Hydrogen-powered aircraft: Fundamental concepts, key technologies, and environmental impacts

Abstract

Civil aviation provides an essential transportation network that connects the world and supports global economic growth. To maintain these benefits while meeting environmental goals, next-generation aircraft must have drastically reduced climate impacts. Hydrogen-powered aircraft have the potential to fly existing routes with no carbon emissions and reduce or eliminate other emissions. This paper is a comprehensive guide to hydrogen-powered aircraft that explains the fundamental physics and reviews current technologies.
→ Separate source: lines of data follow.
PR #2087, opened 2018-02-13
Fix the heck out of LeetCommand.

FurkanKambay:
I haven't seen anything like those switch cases in my life.
I tested with a few words, exact matches.

### DIFF
--- a/NadekoBot.Core/Modules/Games/LeetCommands.cs
+++ b/NadekoBot.Core/Modules/Games/LeetCommands.cs
@@ -6,10 +6,6 @@ using System.Collections.Generic;
 using System.Text;
 using System.Threading.Tasks;
 
-// taken from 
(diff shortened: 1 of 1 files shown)


FurkanKambay:
List of changes (Line numbers are for the new file):
(because the Diff looks so weird.)

- L18: There was an inconsistency between the other Games. So I created a class by properly with the attribute and base class.
- L23, L45: Little improvements.
- L43-75: Removed the switch-cases. Instead used a lookup strategy. The rest should be easy.
- L78: New lookup table.

Kwoth:
Woah, I forgot we had that there. It indeed is disgusting. Thanks so much. Just remove the top comment now as you rewrote it completely?

FurkanKambay:
No problemo!

Kwoth:
Lovely. Thanks a lot. Would love to see more of PRs like these haha.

We discuss the impact of these technologies on aircraft design, cost, certification, and environment. In the long term, hydrogen aircraft appear to be the most compelling alternative to today’s kerosene-powered aircraft. Using hydrogen also enables novel technologies, such as fuel cells and superconducting electronics, which could lead to aircraft concepts that are not feasible with kerosene. Hydrogen-powered aircraft are technologically feasible but require significant research and development. Lightweight liquid hydrogen tanks and their integration with the airframe is one of the critical technologies. Fuel cells can eliminate in-flight emissions but must become lighter, more powerful, and more durable to make large, fuel cell-powered transport aircraft feasible. Hydrogen turbofans already have these desirable characteristics but produce some emissions, albeit much less damaging than kerosene turbofans. Beyond airframe and propulsion technologies, the viability of hydrogen aircraft hinges on low-cost green hydrogen production, which requires massive investments in the energy infrastructure.